### [Exercise goal]
Using the data below, return all lines in which "records" appears.

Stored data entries

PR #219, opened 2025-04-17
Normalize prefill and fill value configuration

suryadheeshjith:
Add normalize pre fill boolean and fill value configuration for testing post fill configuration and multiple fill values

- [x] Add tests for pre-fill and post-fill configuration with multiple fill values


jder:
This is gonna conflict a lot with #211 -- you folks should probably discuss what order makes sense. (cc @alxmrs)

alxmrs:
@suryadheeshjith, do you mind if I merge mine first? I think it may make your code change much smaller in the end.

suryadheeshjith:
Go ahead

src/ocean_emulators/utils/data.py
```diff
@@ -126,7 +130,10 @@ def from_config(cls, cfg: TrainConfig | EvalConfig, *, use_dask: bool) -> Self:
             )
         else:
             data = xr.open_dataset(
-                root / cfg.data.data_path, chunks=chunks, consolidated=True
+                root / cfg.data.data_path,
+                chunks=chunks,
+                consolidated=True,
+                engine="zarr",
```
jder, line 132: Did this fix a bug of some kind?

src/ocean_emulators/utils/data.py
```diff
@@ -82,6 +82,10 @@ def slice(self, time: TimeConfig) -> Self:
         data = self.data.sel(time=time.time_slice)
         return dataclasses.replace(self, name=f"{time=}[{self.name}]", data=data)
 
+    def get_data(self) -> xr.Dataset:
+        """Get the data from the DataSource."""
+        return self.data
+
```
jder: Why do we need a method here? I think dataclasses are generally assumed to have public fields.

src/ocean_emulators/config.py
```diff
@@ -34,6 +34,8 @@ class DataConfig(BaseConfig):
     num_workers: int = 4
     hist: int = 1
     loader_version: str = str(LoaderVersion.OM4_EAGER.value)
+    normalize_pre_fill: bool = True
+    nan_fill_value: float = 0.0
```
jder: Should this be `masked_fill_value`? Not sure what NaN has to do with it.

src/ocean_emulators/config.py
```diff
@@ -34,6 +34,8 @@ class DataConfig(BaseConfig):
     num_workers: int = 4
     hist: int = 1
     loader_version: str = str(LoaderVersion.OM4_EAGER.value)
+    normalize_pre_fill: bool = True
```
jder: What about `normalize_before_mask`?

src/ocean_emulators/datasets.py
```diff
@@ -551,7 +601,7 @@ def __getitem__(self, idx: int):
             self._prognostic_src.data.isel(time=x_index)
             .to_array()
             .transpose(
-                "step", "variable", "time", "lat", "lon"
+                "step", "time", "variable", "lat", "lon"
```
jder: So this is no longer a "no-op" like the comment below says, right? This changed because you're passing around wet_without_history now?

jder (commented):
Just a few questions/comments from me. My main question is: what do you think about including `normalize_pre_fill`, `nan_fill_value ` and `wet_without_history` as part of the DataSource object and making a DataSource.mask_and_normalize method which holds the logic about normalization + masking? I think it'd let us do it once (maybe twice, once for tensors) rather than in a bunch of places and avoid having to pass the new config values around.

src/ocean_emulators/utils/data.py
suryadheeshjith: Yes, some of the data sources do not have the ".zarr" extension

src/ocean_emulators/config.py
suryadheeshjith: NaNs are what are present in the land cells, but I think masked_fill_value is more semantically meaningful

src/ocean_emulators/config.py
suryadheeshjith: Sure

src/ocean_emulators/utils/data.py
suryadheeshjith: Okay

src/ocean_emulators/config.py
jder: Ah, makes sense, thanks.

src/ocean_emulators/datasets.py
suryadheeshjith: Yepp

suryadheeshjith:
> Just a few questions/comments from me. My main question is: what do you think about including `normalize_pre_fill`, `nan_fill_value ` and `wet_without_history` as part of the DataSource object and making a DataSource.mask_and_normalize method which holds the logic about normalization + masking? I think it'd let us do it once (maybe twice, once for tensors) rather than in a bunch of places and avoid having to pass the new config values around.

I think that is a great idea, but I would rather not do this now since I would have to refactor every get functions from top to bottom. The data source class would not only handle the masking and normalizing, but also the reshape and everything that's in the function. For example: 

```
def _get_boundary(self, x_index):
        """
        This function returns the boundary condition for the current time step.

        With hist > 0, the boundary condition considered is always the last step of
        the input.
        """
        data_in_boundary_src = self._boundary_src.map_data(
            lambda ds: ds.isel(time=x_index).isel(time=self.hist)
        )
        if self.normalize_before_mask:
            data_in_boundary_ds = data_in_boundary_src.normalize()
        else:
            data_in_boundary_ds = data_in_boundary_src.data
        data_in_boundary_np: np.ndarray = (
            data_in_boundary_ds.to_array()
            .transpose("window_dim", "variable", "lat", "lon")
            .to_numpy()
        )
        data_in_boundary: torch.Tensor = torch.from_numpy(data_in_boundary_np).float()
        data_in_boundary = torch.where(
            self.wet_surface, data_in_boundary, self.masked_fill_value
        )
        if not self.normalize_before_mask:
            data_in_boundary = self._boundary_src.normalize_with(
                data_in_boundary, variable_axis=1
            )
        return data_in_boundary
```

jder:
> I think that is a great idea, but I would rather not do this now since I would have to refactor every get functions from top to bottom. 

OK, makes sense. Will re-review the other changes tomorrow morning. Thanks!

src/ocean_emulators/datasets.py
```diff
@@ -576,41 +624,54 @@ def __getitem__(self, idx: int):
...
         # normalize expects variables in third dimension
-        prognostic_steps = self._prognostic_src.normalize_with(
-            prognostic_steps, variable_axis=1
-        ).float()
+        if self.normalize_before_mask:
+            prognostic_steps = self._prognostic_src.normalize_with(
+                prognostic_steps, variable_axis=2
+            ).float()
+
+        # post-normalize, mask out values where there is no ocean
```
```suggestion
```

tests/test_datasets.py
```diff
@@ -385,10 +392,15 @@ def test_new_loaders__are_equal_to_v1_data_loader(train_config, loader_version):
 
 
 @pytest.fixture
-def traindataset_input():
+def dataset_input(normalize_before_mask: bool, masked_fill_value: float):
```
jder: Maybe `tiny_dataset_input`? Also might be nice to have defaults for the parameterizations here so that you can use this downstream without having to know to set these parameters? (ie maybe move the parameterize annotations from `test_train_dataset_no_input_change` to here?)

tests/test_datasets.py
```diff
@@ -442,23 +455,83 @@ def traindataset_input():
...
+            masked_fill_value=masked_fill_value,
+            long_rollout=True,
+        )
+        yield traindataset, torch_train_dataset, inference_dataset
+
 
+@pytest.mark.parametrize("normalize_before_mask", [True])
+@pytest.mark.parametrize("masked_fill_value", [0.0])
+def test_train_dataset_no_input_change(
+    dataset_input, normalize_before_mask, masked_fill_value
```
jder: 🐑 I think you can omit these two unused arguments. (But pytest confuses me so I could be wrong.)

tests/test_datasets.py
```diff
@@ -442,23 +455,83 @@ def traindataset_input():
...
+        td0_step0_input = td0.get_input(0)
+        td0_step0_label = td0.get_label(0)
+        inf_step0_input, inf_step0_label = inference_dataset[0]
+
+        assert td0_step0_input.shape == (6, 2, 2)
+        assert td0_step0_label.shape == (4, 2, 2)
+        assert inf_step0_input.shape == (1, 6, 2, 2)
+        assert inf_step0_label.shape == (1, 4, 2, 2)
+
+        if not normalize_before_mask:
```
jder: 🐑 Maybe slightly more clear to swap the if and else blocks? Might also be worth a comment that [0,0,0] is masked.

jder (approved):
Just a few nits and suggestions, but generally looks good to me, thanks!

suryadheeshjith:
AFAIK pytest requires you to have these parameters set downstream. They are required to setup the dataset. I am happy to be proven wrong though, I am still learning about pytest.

---

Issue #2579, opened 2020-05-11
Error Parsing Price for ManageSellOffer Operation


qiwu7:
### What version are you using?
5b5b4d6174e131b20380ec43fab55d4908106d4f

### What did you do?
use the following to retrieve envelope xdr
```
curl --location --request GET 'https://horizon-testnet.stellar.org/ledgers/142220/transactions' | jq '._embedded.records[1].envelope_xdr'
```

* * *

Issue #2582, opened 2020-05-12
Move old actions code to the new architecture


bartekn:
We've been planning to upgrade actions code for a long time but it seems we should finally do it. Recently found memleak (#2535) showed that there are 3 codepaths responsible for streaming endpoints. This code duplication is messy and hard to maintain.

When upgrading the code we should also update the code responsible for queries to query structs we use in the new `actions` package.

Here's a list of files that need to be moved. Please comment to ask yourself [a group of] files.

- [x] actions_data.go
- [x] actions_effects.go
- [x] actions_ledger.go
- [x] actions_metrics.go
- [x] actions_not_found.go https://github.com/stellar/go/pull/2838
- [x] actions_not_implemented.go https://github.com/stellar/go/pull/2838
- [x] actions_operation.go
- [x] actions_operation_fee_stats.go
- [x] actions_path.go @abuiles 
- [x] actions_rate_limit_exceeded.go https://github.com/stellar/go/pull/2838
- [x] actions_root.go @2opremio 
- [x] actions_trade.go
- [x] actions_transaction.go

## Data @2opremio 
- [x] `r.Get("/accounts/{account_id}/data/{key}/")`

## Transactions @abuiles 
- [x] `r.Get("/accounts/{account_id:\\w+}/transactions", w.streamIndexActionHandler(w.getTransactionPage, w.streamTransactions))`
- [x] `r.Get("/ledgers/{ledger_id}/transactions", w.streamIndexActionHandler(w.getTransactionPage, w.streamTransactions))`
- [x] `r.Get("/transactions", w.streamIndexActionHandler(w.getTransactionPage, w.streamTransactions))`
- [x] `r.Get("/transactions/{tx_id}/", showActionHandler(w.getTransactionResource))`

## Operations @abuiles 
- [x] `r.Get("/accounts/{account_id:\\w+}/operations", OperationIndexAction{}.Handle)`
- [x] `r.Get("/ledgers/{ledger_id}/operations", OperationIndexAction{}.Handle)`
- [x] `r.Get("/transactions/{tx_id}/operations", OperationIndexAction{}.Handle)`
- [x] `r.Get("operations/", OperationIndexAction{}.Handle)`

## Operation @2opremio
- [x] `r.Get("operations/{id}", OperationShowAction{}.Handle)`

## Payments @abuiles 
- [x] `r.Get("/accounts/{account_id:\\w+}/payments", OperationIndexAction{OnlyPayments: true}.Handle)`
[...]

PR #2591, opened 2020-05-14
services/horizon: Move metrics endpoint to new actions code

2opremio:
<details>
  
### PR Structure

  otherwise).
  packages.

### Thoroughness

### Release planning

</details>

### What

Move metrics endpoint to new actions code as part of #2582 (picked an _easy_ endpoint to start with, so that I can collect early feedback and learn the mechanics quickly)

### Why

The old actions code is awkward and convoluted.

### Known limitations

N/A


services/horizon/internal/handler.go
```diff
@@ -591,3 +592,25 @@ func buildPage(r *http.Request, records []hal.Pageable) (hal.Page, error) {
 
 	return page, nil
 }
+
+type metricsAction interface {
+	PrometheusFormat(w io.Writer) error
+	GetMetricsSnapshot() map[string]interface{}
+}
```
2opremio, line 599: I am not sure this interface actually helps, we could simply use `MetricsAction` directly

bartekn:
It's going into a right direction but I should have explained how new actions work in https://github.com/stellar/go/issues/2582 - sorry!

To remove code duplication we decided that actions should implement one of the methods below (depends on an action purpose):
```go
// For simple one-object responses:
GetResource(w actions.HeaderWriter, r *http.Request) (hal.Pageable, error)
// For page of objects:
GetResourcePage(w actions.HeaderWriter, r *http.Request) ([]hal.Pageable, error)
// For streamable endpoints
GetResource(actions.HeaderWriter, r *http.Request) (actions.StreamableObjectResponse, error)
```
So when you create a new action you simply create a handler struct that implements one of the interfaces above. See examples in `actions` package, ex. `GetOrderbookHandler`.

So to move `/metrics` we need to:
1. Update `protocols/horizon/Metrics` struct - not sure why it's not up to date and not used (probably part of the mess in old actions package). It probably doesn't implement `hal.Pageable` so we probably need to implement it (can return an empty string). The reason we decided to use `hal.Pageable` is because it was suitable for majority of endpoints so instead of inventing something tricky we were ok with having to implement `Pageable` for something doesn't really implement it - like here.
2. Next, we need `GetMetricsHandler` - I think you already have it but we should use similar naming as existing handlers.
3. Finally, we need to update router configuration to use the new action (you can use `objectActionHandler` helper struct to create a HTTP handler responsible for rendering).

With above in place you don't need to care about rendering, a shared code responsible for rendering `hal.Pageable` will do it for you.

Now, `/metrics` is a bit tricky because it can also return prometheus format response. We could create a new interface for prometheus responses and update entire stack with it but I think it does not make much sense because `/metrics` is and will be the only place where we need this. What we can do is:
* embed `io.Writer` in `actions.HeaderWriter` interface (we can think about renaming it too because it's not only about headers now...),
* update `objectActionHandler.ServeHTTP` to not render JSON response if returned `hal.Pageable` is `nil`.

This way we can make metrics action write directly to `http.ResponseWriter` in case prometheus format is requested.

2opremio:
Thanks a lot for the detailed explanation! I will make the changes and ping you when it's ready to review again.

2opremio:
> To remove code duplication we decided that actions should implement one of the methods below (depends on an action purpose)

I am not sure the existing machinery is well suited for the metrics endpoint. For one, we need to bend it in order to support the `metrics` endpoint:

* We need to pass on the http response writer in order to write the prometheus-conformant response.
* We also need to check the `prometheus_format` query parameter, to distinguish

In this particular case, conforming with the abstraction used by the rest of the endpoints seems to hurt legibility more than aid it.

### [Response to this exercise]
curl --location --request GET 'https://horizon-testnet.stellar.org/ledgers/142220/transactions' | jq '._embedded.records[1].envelope_xdr'
@@ -591,3 +592,25 @@ func buildPage(r *http.Request, records []hal.Pageable) (hal.Page, error) {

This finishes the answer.